### [What you should do]
Only the lines from the top of the data through the line containing "-2,18 +2,8 @@ language: python" should be duplicated, exactly as they appear.

### [Task data]
PR #635, opened 2019-12-25
Py38

ocefpaf:
Added py38 to the test matrix and fixed `cgi.parse_qsl` deprecation.

Note that the current code is broken on Python 3.8 without these changes.

### DIFF
--- a/.travis.yml
+++ b/.travis.yml
@@ -2,6 +2,7 @@ language: python
 python:
   - "3.5"
   - "3.6"
+  - "3.8"
 # Enable 3.7 without globally enabling sudo and dist: xenial for other build jobs
 matrix:
   include:
--- a/.travis.yml
+++ b/.travis.yml
@@ -2,18 +2,8 @@ language: python
 python:
   - "3.5"
   - "3.6"
+  - "3.7"
   - "3.8"
-# Enable 3.7 without globally enabling sudo and dist: xenial for other build jobs
-matrix:
-  include:
-    - python: 3.7
-      dist: xenial
-      sudo: true
-      env: LMXL=true
-    - python: 3.7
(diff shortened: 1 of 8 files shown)


fmigneault:
@ocefpaf 
Would it be possible to have this tagged as `0.19.1` or similar to bump the version in pypi?
At the moment, anyone using Python 3.8 will automatically receive an error due to cgi deprecation when installing latest owslib.

cehbrecht:
@tomkralidis How about a 0.19.1 release? I can update the changes:
https://github.com/geopython/OWSLib/issues?q=is%3Aclosed+milestone%3A0.20.0

ocefpaf:
> @ocefpaf
> Would it be possible to have this tagged as `0.19.1` or similar to bump the version in pypi?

### [Solution to this problem]
PR #635, opened 2019-12-25
Py38

ocefpaf:
Added py38 to the test matrix and fixed `cgi.parse_qsl` deprecation.

Note that the current code is broken on Python 3.8 without these changes.

### DIFF
--- a/.travis.yml
+++ b/.travis.yml
@@ -2,6 +2,7 @@ language: python
 python:
   - "3.5"
   - "3.6"
+  - "3.8"
 # Enable 3.7 without globally enabling sudo and dist: xenial for other build jobs
 matrix:
   include:
--- a/.travis.yml
+++ b/.travis.yml
@@ -2,18 +2,8 @@ language: python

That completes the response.